Ecco i 10 validi motivi per dire basta alle bibite gassate o quantomeno per ridurne il consumo:

1. Fanno ingrassare velocemente

Fonte: pixabay.com/it

 

Le bibite gassate sono ricche di zuccheri o dolcificanti che si vanno ad accumulare all’apporto calorico giornaliero e senza che ci si renda conto, il peso aumenta. Secondo quanto riportato dal blog Fooducate, berne una lattina al giorno può provocare un aumento di peso considerevole, rispetto a quanto avverrebbe preferendo l’acqua, il che può portare conseguenze sulla salute.

2. Ingannano il corpo

Le bibite denominate “diet” non contengono calorie, ma hanno un sapore che inganna il cervello e fanno si che il corpo rilasci insulina per assorbire gli zuccheri che il corpo, però, non riceverà mai, incrementando così le cellule adipose.

3. Dolcificanti artificiali

Fonte: pixabay.com/it

 

I dolcificanti usati per rendere appetibili e piacevoli queste bibite sono risultati cancerogeni in diversi studi. Lo stesso zucchero raffinato dovrebbe essere considerato come una vera e propria sostanza nociva per l’organismo.

4. Aumentano il rischio diabete

Gli studi effettuati dal Center For Science in the Public Interest hanno dimostrato un legame tra consumo di bibite e diabete di tipo 2. L’elevata quantità di zucchero nelle bevande analcoliche aumenta quindi le probabilità di diabete.

5. Rovinano i denti

Fonte: pixabay.com/it

 

Ancora peggio di bere la bibita è sorseggiarla. Lo zucchero si deposita sui denti insieme all’acido fosforico, all’acido malico e/o l’acido citrico. Questi composti danneggiano lo smalto dei denti favorendo la comparsa delle carie.

6. Risparmio economico

Le bibite gassate costano molto rispetto all’acqua. Smettere di acquistarle rappresenterebbe un vero e proprio guadagno sia per il portafogli che per la salute.

7. Coloranti artificiali

Fonte: pixabay.com/it

 

Alcune bibite gassate contengono coloranti come la tartrazina, che si sospettano provocare iperattività nei bambini.

8. Danneggiano le papille gustative

Il gusto delle bevande gassate altera le papille gustative a tal punto che quando si gusta un pranzo fatto in casa e cucinato alla perfezione, non si riesce a gustare appieno i sapori che vengono alterati dagli acidi e dallo zucchero.

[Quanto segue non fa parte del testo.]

PR #40, opened 2022-02-16
Add new load model API for config override

GuanLuo:


include/triton/core/tritonserver.h
```diff
@@ -1862,6 +1880,24 @@ TRITONSERVER_DECLSPEC TRITONSERVER_Error* TRITONSERVER_ServerModelIndex(
...
+/// - "config" : string parameter that contains a JSON representation of the
+/// model configuration. This config will be used for loading the model instead
+/// of the one in the model directory.
+///
+/// \param server The inference server object.
+/// \param model_name The name of the model.
+/// \param parameters The array of load parameters.
+/// \param parameter_count The number of parameters.
+/// \return a TRITONSERVER_Error indicating success or failure.
+TRITONSERVER_DECLSPEC TRITONSERVER_Error* TRITONSERVER_ServerLoadModel(
```
deadeyegoodwin, line 1897: For C there is no name mangling, so need a different name for this function. Perhaps TRITONSERVER_ServerLoadModelWithParameters

deadeyegoodwin (changes requested):

include/triton/core/tritonserver.h
GuanLuo: Thinking about possible future extension on loading multiple models at once, should we make this multi model (still only support single model currently) so we don't need to add another API when we add the support?

deadeyegoodwin: Is it not sufficient to just call ServerLoadModel multiple times to load multiple models? I'd rather not add "multi" to all the load/unload protocol unless necessary

deadeyegoodwin (approved):

tanmayv25 (dismissed):

CoderHam (dismissed):

tanmayv25 (approved):

tanmayv25 (approved):

CoderHam (approved):

PR #287, opened 2023-11-04
Resolve thread contention when waiting for instance slot

tanmayv25:
Before this change the mu_ may be held by the batcher thread while waiting for instance consumer to be available. This would cause the handler thread calling Enqueue on the model to block as well cascading the response back to the user. 

Follow-up item is to enhance the stress tests to these special cases.

### DIFF
--- a/src/dynamic_batch_scheduler.cc
+++ b/src/dynamic_batch_scheduler.cc
@@ -365,9 +365,9 @@ DynamicBatchScheduler::BatcherThread(const int nice)
           // outer lock to allow Enqueue threads above to make progress.
           lock.unlock();
           // Use slot lock to wait for the slot availability.
-          std::unique_lock<std::mutex> slot_lock(slot_mu_);
+          std::mutex slot_mu;
+          std::unique_lock<std::mutex> slot_lock(slot_mu);
           cv_.wait(slot_lock, wait_for_slots);
-
           // Recapture the outer most lock to keep making progress.
           lock.lock();
         }
--- a/src/dynamic_batch_scheduler.cc
+++ b/src/dynamic_batch_scheduler.cc
@@ -358,7 +358,20 @@ DynamicBatchScheduler::BatcherThread(const int nice)
         if (payload_saturated_) {
           continue;
         }
-        cv_.wait(lock, wait_for_slots);
+
+        {
+          // The wait_for_slots conditional can be blocking till the slots
+          // are available for execution. Need to explicitly release the
+          // outer lock to allow Enqueue threads above to make progress.
+          lock.unlock();
+          // Use slot lock to wait for the slot availability.
+          std::unique_lock<std::mutex> slot_lock(slot_mu_);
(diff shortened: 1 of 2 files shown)


src/dynamic_batch_scheduler.cc
```diff
@@ -358,7 +358,20 @@ DynamicBatchScheduler::BatcherThread(const int nice)
...
-        cv_.wait(lock, wait_for_slots);
+
+        {
+          // The wait_for_slots conditional can be blocking till the slots
+          // are available for execution. Need to explicitly release the
+          // outer lock to allow Enqueue threads above to make progress.
+          lock.unlock();
+          // Use slot lock to wait for the slot availability.
+          std::unique_lock<std::mutex> slot_lock(slot_mu_);
+          cv_.wait(slot_lock, wait_for_slots);
```
rmccorm4, line 369: As discussed offline, because `wait_for_slots()` is blocking until payload slot is available, I think we should remove the lock/cv usage here, as it introduces some confusion. There is no other threads here trying to acquire slot_lock/slot_mu

This chunk should basically:
```cpp
unlock()
block_until_slot/consumer_available
lock()
```

tanmayv25: In our discussion today, we missed the case where the queue supports pre-fetching. The payload callback would need to notify the batcher thread in this case as soon as the slot is made available. I think it is best to keep a unified interface for both the variants.

rmccorm4: Makes sense. Do you think the comments here or some other kind of docs could better summarize the high level process involved here between the handler <-> batcher <-> backend threads for future readers that we spent a while talking about?

nnshah1: One potential here is a "retrospective design doc" that would describe an area in detail

tanmayv25: Created DLIS-5785 to write a architecture doc for the current implementation of dynamic batcher and the thread interactions there in.

kthui (dismissed):
If I understand correctly the only goal is release the lock and allow `enqueue` to make progress, then the following should also work?
```
{
  lock.unlock();
  
  std::mutex tmp_mu;
  std::unique_lock<std::mutex> tmp_lock(tmp_mu);
  cv_.wait(tmp_lock, wait_for_slots);
  
  lock.lock();
}
```

tanmayv25:
> If I understand correctly the only goal is release the lock and allow `enqueue` to make progress, then the following should also work?
> 
> ```
> {
>   lock.unlock();
>   
>   std::mutex tmp_mu;
>   std::unique_lock<std::mutex> tmp_lock(tmp_mu);
>   cv_.wait(tmp_lock, wait_for_slots);
>   
>   lock.lock();
> }
> ```

Great suggestion! Done! https://github.com/triton-inference-server/core/pull/287/commits/e869f92befbcd3abafeeafd18e839236b460118c

rmccorm4 (approved):

PR #288, opened 2023-11-07
nnshah1 suggestion

nnshah1:
In our conversation I realized that the path we write to is not the one we cananocalize. While not a high priority - I think we want to normalize the file path, check it, and then write to that same file path - just for consistency.

A future consideration: we can add checking to JoinPath(root, leaf) to:

1) return full absolute path
2) optional error if leaf exits the roof 

This would help in any place we use Join to put paths together that may escape their intended location.

### DIFF
--- a/src/model_repository_manager.cc
+++ b/src/model_repository_manager.cc
@@ -115,13 +115,11 @@ class LocalizeRepoAgent : public TritonRepoAgent {
               // Resolve any relative paths or symlinks, and enforce that target
               // directory stays within model directory for security.
               // DLIS-5149: Can use std::filesystem over boost in C++17.
-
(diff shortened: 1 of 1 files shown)


src/model_repository_manager.cc
```diff
@@ -130,6 +129,9 @@ class LocalizeRepoAgent : public TritonRepoAgent {
                         .c_str());
               }
 
+              // Save model override file to the instructed directory using the
+              // temporary model directory as the basepath.
+              const std::string dir = DirName(file_path);
```
rmccorm4, line 134: I think dir is undefined in the error above after moving it.

rmccorm4 (approved):

PR #294, opened 2023-11-18
Add more NVTX markers to core API

szalpal:
This PR proposed adding two new NVTX markers to core API. The point of adding them is that it will help profiling execution within Backends and Backend optimization.


dyastremsky (approved):

rmccorm4:
Seems fine to me. @szalpal are you able to run a pipeline to confirm this builds and runs OK?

Diminuendo le quantità di zucchero raffinato consumato giornalmente, e di bevande eccessivamente dolci, si ricomincerà ad apprezzare il reale sapore degli alimenti più salutari.

9. Danneggiano l’ambiente

Fonte: pixabay.com/it

 

Le lattine e le bottigliette di plastica stanno sommergendo la Terra, il riciclaggio non è ancora in grado di sopperire alla stragrande maggioranza di questi rifiuti. L’unica soluzione rimane quella di limitarne o meglio evitarne il consumo.

10. Ragioni morali

L’acqua impiegata per la produzione di bibite gassate da dove proviene? In passato, alcune delle più note multinazionali produttrici delle stesse sono state accusate di sottrarre illegalmente acqua potabile alle popolazioni povere dell’India, sfruttandone inoltre i lavoratori per la produzione, come riporta il magazine Green Me.